Blinde Kellnerin mit Kerze
Der Kroate und die Argentinierin sind nicht die einzigen Beispiele, in denen Migration und Blindheit einander begegnen. Auch Cigdem Cam gehört zu dieser Gruppe. Die junge Frau kam aus der Türkei nach Österreich. „In Ostanatolien, im Dorf, brachte ich die Kühe auf die Weide, kümmerte mich um Schafe und Hendln. Erst mit zwölf Jahren durfte ich in die Schule”, erzählt sie. Erst in Wien lernte sie schreiben und lesen. „Ein Freund, der in Österreich arbeitete, besuchte meinen Vater und sagte: ‚Du hast drei blinde Töchter, im Dorf bleiben sie ihr Leben lang Analphabetinnen.’” Ihr Vater wollte eigentlich nicht weg, aber für seine Kinder nahm er die Gastarbeit auf sich.
Mittlerweile arbeitet sie im Restaurant „Vier Sinne”, in dem Sehende im Dunkeln die Welt der Blinden kennenlernen können. „Neulich bat mich ein Kunde, ich solle eine Kerze am Tisch anzünden. Ich antwortete: ‚Ich kann auch keine Kerze anzünden, wenn ich etwas sehen will.’” Mit ihrem etwas ruppigen Humor vermeidet die junge Türkin von vornherein jegliches Mitleid.
Dialog im Dunkeln
Sie ist jedenfalls glücklich, dass sie in Österreich eine Chance auf Bildung und ein selbstbestimmtes Leben bekommen hat: „Österreichische Schüler sollten froh sein, dass sie hier aufwachsen und in die Schule gehen können.” In Anatolien gab es diese Chance nicht.

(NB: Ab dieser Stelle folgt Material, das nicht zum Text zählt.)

PR #993, opened 2018-04-08
9400 get request hostname exception

markrwilliams:
## Contributor Checklist:

* [x] There is an associated ticket in Trac. http://twistedmatrix.com/trac/ticket/9400 http://twistedmatrix.com/trac/ticket/9403


src/twisted/web/newsfragments/9400.feature
```diff
@@ -0,0 +1 @@
+twisted.web.http.Request.getRequestHost (and thus the deprecated getRequestHostname; see #9403) raises an UnsupportedTransport exception when called on requests that lack a Host header and are bound to non-TCP transports.
```
twm, line 1: This would seem to say that getRequestHostname will raise UnsupportedHost, but actually it raises AttributeError.

src/twisted/web/http.py
```diff
@@ -1318,22 +1318,54 @@ def getAllHeaders(self):
...
+    def getRequestHostname(self):
+        """
+        Get the hostname that the user passed in to the request.
+
+        This will either use the Host: header (if it is available) or
+        the host we are listening on if the header is unavailable.
+
+        @returns: the requested hostname
+
+        @rtype: C{bytes}
```
twm, line 1397: This does not match the return type the interface declares, which is `str`. I would prefer a native string here, as that is the type generally used for IP addresses and hostnames on Python 3.

src/twisted/web/server.py
```diff
@@ -507,7 +507,7 @@ def _prePathURL(self, prepath):
             hostport = ':%d' % port
         prefix = networkString('http%s://%s%s/' % (
             self.isSecure() and 's' or '',
-            nativeString(self.getRequestHostname()),
+            nativeString(self.getRequestHost()),
```
twm, line 510: The immediate conversion of the network string to a native string here is hinting that the method should just return a native string. ;-)

src/twisted/web/iweb.py
```diff
@@ -82,11 +82,30 @@ def getRequestHostname():
...
+        This method is B{deprecated}.  See L{getRequestHost} instead.
 
         @returns: the requested hostname
-        @rtype: C{str}
+
+        @rtype: L{str}
+        """
+
+
+    def getRequestHost():
```
twm, line 96: Isn't adding a method to an interface a backwards-incompatible change?

twm (changes requested):
Thanks for taking this on! I noted some inconsistencies between the interface and implementation that would need to be fixed before merge.

However, I am leery of the overall approach. [Adding a method to an interface is a backwards-incompatible change.](https://twistedmatrix.com/documents/current/core/development/policy/compatibility-policy.html#interface-changes) I doubt there are many implementations of `IRequest` interface in the wild (it is enormous), but this seems like a much more incompatible change than altering getRequestHostname to raise a more descriptive exception. Raising AttributeError is arguably a straightforward bug &mdash; why go through all this ceremony? Are you aware of any code that would actually break if AttributeError changed in this case? What about if getRequestHostname() raised a subclass of AttributeError?

src/twisted/web/iweb.py
markrwilliams: Agh, yes, it is - I suppose this will require a new interface.

adiroiban: Since getRequestHost is used for now only in the existing getRequestHostname, I think that is safe to leave it out of the interface and just handle it like an implementation detail.

Do we need it as a public method?

Maybe we can create a list of methods for IRequestV2 :) which can include the required methods to allow traversal before all content is received (after all headers are received) and deferred traversal.

twm:
I see that #981 added an `IRequest.getClientAddr()` method to the same interface. I guess we don't have a problem adding things to interfaces? If so, [ITransport.disconnected is on my bucket list](https://twistedmatrix.com/trac/ticket/6606).

adiroiban:
> I see that #981 added an IRequest.getClientAddr() method to the same interface. I guess we don't have a problem adding things to interfaces? If so, ITransport.disconnected is on my bucket list.

There can always be exceptions... especially when things are broken :)

Instead of `getRequestHost` maybe we can have `getServerAddress` ... to match IRequest.getClientAddress()

Now... I would prefer to have `Host - Peer` vs `Server and Client` 

Host - Peer should match the other API.

Now, since getClientAddress was not yet released, maybe we can still rename it.

@glyph @markrwilliams @hawkowl  What do you think about using Host - Peer instead of Server - Client?

Thanks!

glyph:
> There can always be exceptions... especially when things are broken :)

This is definitely a compatibility exception though and should go through the relevant process.

glyph:
> @glyph @markrwilliams @hawkowl What do you think about using Host - Peer instead of Server - Client?

Let's have a nicely designed interface for IRequest at some point in the future (perhaps starting with the txrequest/Klein stuff).  However, for the time being, I'd say that the fallback behavior should *really* be implemented on the existing method, and we should not add a new one, or deprecate the existing one.

glyph:
I realize that this is a small behavioral change, but it's only relevant on spec-non-compliant requests anyway :).

PR #994, opened 2018-04-10
#9101 allow TCP listeners to re-use ports across processes

### LINKED ISSUE #9101: tcp: adding support for SO_REUSEPORT
|[wdauchy's avatar](https://github.com/wdauchy)| @wdauchy reported|
|-|-|
|Trac ID|trac#9101|
|Type|enhancement|
|Created|2017-04-01 05:56:19Z|
|Branch|https://github.com/twisted/twisted/tree/9101-wdauchy-tcp_reuseport|

I'd like to add support for SO_REUSEPORT using tcp sockets

```
trac-id__9101 9101
type__enhancement enhancement
reporter__wdauchy wdauchy
priority__normal normal
milestone__None None
branch__9101_wdauchy_tcp_reuseport 9101-wdauchy-tcp_reuseport
branch_author__ 
status__new new
resolution__None None
component__core core
keywords__None None
time__1491026179574066 1491026179574066
changetime__1507144348657302 1507144348657302
version__None None
owner__None None

```
</details>

moshez:
Fixes #9101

Ihre Mutter lernte erst in Wien lesen und schreiben. Doch fehlender Unterricht war nicht der einzige Mangel: „Wenn man bei mir schon früher die Netzhautablösung entdeckt hätte, wäre der Sehnerv noch ausgeprägt gewesen. Man hätte noch etwas machen können.” Bei ihren kleinen Schwestern löste eine Entzündung der Gebärmutter der Mutter die Blindheit aus. „Als Bäuerin arbeitest du, du legst dich nicht nieder, wenn du krank bist.”
Doch das ist Vergangenheit, die Familie Cam hat einen großen Schritt vorwärts gemacht. Die kleinste Schwester machte eine Masseurinnenausbildung und arbeitet im Blindenzentrum, die größere ist in einem Callcenter beschäftigt. Cigdem führte jahrelang Besuchergruppen in der Ausstellung „Dialog im Dunkeln” in der Wiener Stadthalle. „Ich war früher sehr scheu und wollte niemanden nach dem Weg fragen”, erzählt sie. Das hat sich geändert. „Du musst über deinen Schatten springen”, sagte ihre Mobilitäts-Trainerin. Und das hat sie getan.